══ Given data
PR #2799, opened 2025-06-06
Fix tests for full DPO distributed

joecummings:
## Problem

In our ``test_full_dpo_distributed.py`` tests, we set the ``max_seq_len=256``. The prompt for our example
stack exchange paired datasets were always longer than 256, therefore the model never learned anything. Because it
never learned anything, our ``resume_from_checkpoint`` tests ALWAYS passed b/c the loss was the same every single time.

## Solution

1. Actually compare to loss values
2. Increase max seq len so that the model learns
3. Fix the tests now that they correctly fail

## Open questions

* You'll notice that the first step does not update the loss value. I don't exactly know why this is
except that maybe the gradient updates from the first batch aren't enough to meaningfully change the loss calculation
for batch two, but that feels a little flimsy. I ran the full recipe and loss seemed to decrease in a normal fashion, 
so I'm timeboxing this Issue for now. 
* Could this be happening with other tests? The other DPO tests also do not compare to loss values and have a small max_seq_len so those would be prime candidates for this kind of bug.

### DIFF
--- a/tests/recipes/test_full_dpo_distributed.py
+++ b/tests/recipes/test_full_dpo_distributed.py
@@ -26,9 +26,12 @@ from tests.test_utils import (
 
 
 class TestFullDPODistributedRecipe:
+    def expected_loss_values(self):
+        return [0.69315, 0.69315, 0.69301, 0.69241]
+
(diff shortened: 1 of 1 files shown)


ebsmothers (approved):
you're a hero

Issue #2725, opened 2025-05-13
Integrate Muon optimizer


joecummings:
The Muon optimizer has shown to be an efficient optimizer, potentially outpacing AdamW for LLM training. To quote [Essential AI](https://arxiv.org/abs/2505.02222) “Muon requires 10–15 % fewer tokens than AdamW to reach an identical loss and converts these savings into faster wall-clock convergence, with the advantage staying constant or growing as the batch size increases… These results establish Muon as a drop-in successor to AdamW for second-order optimization at scale.”
 
We'd love to accept a contribution of a canonical example of Muon in the torchtune library, specifically for our full SFT recipes (single device and multi GPU). 

## Artifacts

* An implementation of the Muon optimizer as a Pytorch Optimizer
* Any changes needed to the recipes to support the change for our feature set

## Acceptance Criteria

* Clean, well documented code with proper citations 
* Tests
* Logs comparing Muon to AdamW for text training
* Logs comparing Muon to AdamW for multimodal (image + text) training

## Resources

* [PyTorch implementation](https://medium.com/@kyeg/building-the-muon-optimizer-in-pytorch-a-geometric-approach-to-neural-network-optimization-17f4601be548)
* [Practical Efficiency of Muon for Pretraining](https://arxiv.org/abs/2505.02222)
* [Blog explaning Muon](https://kellerjordan.github.io/posts/muon/)

Saurabh750:
Hi @joecummings , I would like to work on this issue. Can you please assign it to me? Thanks!

PR #2803, opened 2025-06-08
Integrate Muon optimizer (2725)

Saurabh750:
#### Context
- [ ] add a new feature
- [ ] fix a bug
- [ ] other (please add here)

#2725 

#### Changelog
* Integrating Muon optimizer as a pytorch implementation in torchtune.
* Modify recipes accordingly.

#### Test plan

#### UX

### DIFF
--- a/torchtune/modules/muon.py
+++ b/torchtune/modules/muon.py
@@ -1,0 +1,238 @@
+import torch
+import torch.distributed as dist
+
+
+def zeropower_via_newtonschulz5(G, steps: int):
+    """
+    Newton-Schulz iteration to compute the zeroth power / orthogonalization of G. We opt to use a
+    quintic iteration whose coefficients are selected to maximize the slope at zero. For the purpose
+    of minimizing steps, it turns out to be empirically effective to keep increasing the slope at
+    zero even beyond the point where the iteration no longer converges all the way to one everywhere
+    on the interval. This iteration therefore does not produce UV^T but rather something like US'V^T
+    where S' is diagonal with S_{ii}' ~ Uniform(0.5, 1.5), which turns out not to hurt model
+    performance at all relative to UV^T, where USV^T = G is the SVD.
+    """
+    assert G.ndim >= 2 # batched Muon implementation by @scottjmaddox, and put into practice in the record by @YouJiacheng
+    a, b, c = (3.4445, -4.7750,  2.0315)
+    X = G.bfloat16()
+    if G.size(-2) > G.size(-1):
+        X = X.mT
+
+    # Ensure spectral norm is at most 1
+    X = X / (X.norm(dim=(-2, -1), keepdim=True) + 1e-7)
+    # Perform the NS iterations
+    for _ in range(steps):
+        A = X @ X.mT
+        B = b * A + c * A @ A # quintic computation strategy adapted from suggestion by @jxbz, @leloykun, and @YouJiacheng
+        X = a * X + B @ X
+    
+    if G.size(-2) > G.size(-1):
+        X = X.mT
+    return X
+
+
+def muon_update(grad, momentum, beta=0.95, ns_steps=5, nesterov=True):
+    momentum.lerp_(grad, 1 - beta)
+    update = grad.lerp_(momentum, beta) if nesterov else momentum
+    if update.ndim == 4: # for the case of conv filters
+        update = update.view(len(update), -1)
+    update = zeropower_via_newtonschulz5(update, steps=ns_steps)
+    update *= max(1, grad.size(-2) / grad.size(-1))**0.5
+    return update
+
+
+class Muon(torch.optim.Optimizer):
+    """
+    Muon - MomentUm Orthogonalized by Newton-schulz
+
+    https://kellerjordan.github.io/posts/muon/
+
+    Muon internally runs standard SGD-momentum, and then performs an orthogonalization post-
+    processing step, in which each 2D parameter's update is replaced with the nearest orthogonal
+    matrix. For efficient orthogonalization we use a Newton-Schulz iteration, which has the
+    advantage that it can be stably run in bfloat16 on the GPU.
+
+    Muon should only be used for hidden weight layers. The input embedding, final output layer,
+    and any internal gains or biases should be optimized using a standard method such as AdamW.
+    Hidden convolutional weights can be trained using Muon by viewing them as 2D and then
+    collapsing their last 3 dimensions.
+
+    Arguments:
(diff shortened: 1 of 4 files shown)


krammnic:
Thanks for the first pass! Let's split single device and distributed versions of Muon in 2 separate files to improve readability. Speaking about plots: We will need some comparison performance plots against AdamW and general Wandb plots (loss) and  results on evaluation recipe.

krammnic:
I've added few comments, but it looks great! There are 2 things on which we might need to think though:

1. Can we reduce the amount of "muon checks"? Maybe some special wrapper similarly to a fused optimizer?
2. Maybe we need to implement it in a little bit cleaner way and support through builders?

Saurabh750:
Based on above comments, 2 things came to my mind:
1. As @krammnic suggested, I can implement a fused optimizer - a wrapper around Muon where the 2nd optimizer for linear layers will be of the choice of the user. This will eliminate the muon checks and will be a cleaner way.
2. If we want to provide more flexibility while assigning optimizer, we can do it on parameter level. 
Eg: Inside config file: 
```
optimizer:
  muon: [param1, param2]
  AdamW: []
muon:
  _component_: torchtune.modules.SingleDeviceMuon
  momentum: 0.95
  lr: 0.02
  weight_decay: 0
AdamW:
  _component_: bitsandbytes.optim.PagedAdamW
  lr: 1e-5
```

Muon will be assigned to only param1, param2 while AdamW will be assigned for all remaining ones.
Please do let me know your views, I'll implement whatever is suitable!

torchtune/modules/muon.py
```diff
@@ -0,0 +1,253 @@
+######################################################
```
joecummings: Can you move this to our ``optim.py`` file where ``OptimizerInBackward`` lives?

torchtune/modules/muon.py
```diff
@@ -0,0 +1,253 @@
...
+
+def adam_update(grad, buf1, buf2, step, betas, eps):
+    buf1.lerp_(grad, 1 - betas[0])
+    buf2.lerp_(grad.square(), 1 - betas[1])
+    buf1c = buf1 / (1 - betas[0]**step)
+    buf2c = buf2 / (1 - betas[1]**step)
+    return buf1c / (buf2c.sqrt() + eps)
+
+
+class MuonWithAuxAdam(torch.optim.Optimizer):
```
joecummings: I think we should optimize for this interface so that users don't need to specify multiple optimizers in their code and we can remove the messy branching logic. 

My rough proposal is:

```python
class MuonWithAuxAdam(torch.optim.Optimizer):
    def __init__(
        self,
        params,
        *,
        muon_selector=None,
        muon_lr: float = 0.02,
        muon_momentum: float = 0.95,
        adam_lr: float = 3e-4,
        adam_betas=(0.9, 0.95),
        adam_eps: float = 1e-10,
        weight_decay: float = 0.0,
    ):        
       if muon_selector is None:
            muon_selector = (
                lambda name, p: p.ndim >= 2
                and "tok_embeddings" not in name
                and "output"        not in name
            )

        muon_params = [p for n, p in named_params if muon_selector(n, p)]
        adam_params = [p for n, p in named_params if not muon_selector(n, p)]

        muon_params.sort(key=lambda p: p.size(), reverse=True)

        super().__init__(
            [
                dict(params=muon_params,
                     lr=muon_lr,
                     momentum=muon_momentum,
                     weight_decay=weight_decay,
                     use_muon=True),
                dict(params=adam_params,
                     lr=adam_lr,
                     betas=adam_betas,
                     eps=adam_eps,
                     weight_decay=weight_decay,
                     use_muon=False),
            ],
            defaults={}
        )
```

What do you think?

Also cc @ebsmothers  for thoughts.

joecummings (commented):
This is awesome, thanks for porting this over!

The TL;DR of my thoughts is that we should optimize for the AuxAdam varities of the Muon optimizer so that our code stays clean and organized. I made some suggestions so that the instantiation of these classes is easy from code or config.

torchtune/modules/muon.py
joecummings: cc @krammnic, I think this is the easiest way to go. WDYT?

intervitens: Sounds good, I've seen a similar approach in other implementations, like https://github.com/ethansmith2000/fsdp_optimizers/blob/main/fsdp_optimizers/muon.py

torchtune/modules/muon.py
joecummings: Ah I see Mark maybe suggested two files, but I'd prefer to limit everything to `optim.py` until we see the need for new files. Our library has also gotten a little bloated.

Saurabh750:
@joecummings @krammnic : I have added Muon to optim.py
I tried finetuning on alpaca dataset using qwen2-0.5B and compared AdamW and Muon.
Trained for 5, 10, 20 epochs for batchsize 5 and 10. 
For all the experiments, AdamW performed better than Muon. I am attaching snippet of one of the experiments with batch-size 10 and 20 epochs:
adamwvsMuon

- Should I try running the same experiments on a different model? According to [this](https://arxiv.org/abs/2502.16982v1), the results we are getting are on similar lines. AdamW performs better than Muon as the model was not pretrained using Muon.

There is a custom implementation of Adam in Muon class. I tried using the existing pytorch implementation with the view to use any pre-existing implementations of optimizer for linear layers. But this will not be possible due to load_state_dict() which supports only single optimizer to be stored. But, I believe load_state_dict() in OptimizerInBackward supports multiple optimizers. Please correct me if I am wrong.

I have tried reducing the muon checks, but still there is a muon check in the main file. Also, I have updated the get_lr() method for returning the lr of Muon only. Please suggest if this is correct.

krammnic:
Then, something is wrong, I don't like the fact that we have worse performance, because loss might be fixable with some HPO. Will review your changes tomorrow, to maybe find a bottleneck...

Saurabh750:
Hi @joecummings @krammnic , I have updated the Muon optimizer implementation.
In below image: 
Green -> Muon optimizer for first 20 epochs with 5e-4 lr
Blue -> Muon optimizer for epochs 20 to 40 with 5e-5 lr
image

For below image:
Blue -> Muon optimizer for epochs 20 to 40 with 5e-5 lr
Red -> AdamW optimizer for epochs 0 to 20 with 2e-5 lr

image

As suggested earlier, switching to another implementation and playing around with HPO helped.
In the lr_scheduler, I am only returning the Muon learning rate. Please let me know if anything else needs attention.

PR #2804, opened 2025-06-09
[BE] Remove Llama2 references from recipe tests

joecummings:
### Context

1. Llama2 is an old, unused model so it doesn't really help to test on it
2. Fewer useless tests means faster iteration (these tests run in X)
3. This bubbles up to step-based checkpointing b/c I need to switch over all our tests to use llama3_137M

### FAQs

1. Why did you not change the PPO tests?

I'll open an Issue for this, but I won't be touching that for step-based checkpointing right now anyways and I need a script from Salman to generate a new Llama3-based classifier model.

2. Is it really the right move to add ``scaler_block_size`` to the top level component builders for Llama3?

Fair enough, the other way to handle this would be to generate a completely new test model that was large enough to be properly quantized. I went with this approach because a) this llama3 model will be changed soon anyways and b) it's an optional param so it doesn't really affect the UX.

3. Why did you have to remove ``intermediate_dim`` from the tiny QAT model?

It's calculated if omitted anyways and it causes problems b/c the model config for Llama3 doesn't include it, therefore it throws a size mismatch upon construction.

### DIFF
--- a/recipes/configs/llama2/1B_qat_single_device.yaml
+++ b/recipes/configs/llama2/1B_qat_single_device.yaml
@@ -32,7 +32,6 @@ model:
   num_kv_heads: 4
   embed_dim: 2048
   max_seq_len: 2048
-  intermediate_dim: 5632
   attn_dropout: 0.0
   norm_eps: 1e-5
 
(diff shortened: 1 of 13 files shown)


pbontrager (approved):
Thank you for doing this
════
→ About this task
From the records, copy every line that has the string "builders" in it.

→ Exercise response
2. Maybe we need to implement it in a little bit cleaner way and support through builders?
2. Is it really the right move to add ``scaler_block_size`` to the top level component builders for Llama3?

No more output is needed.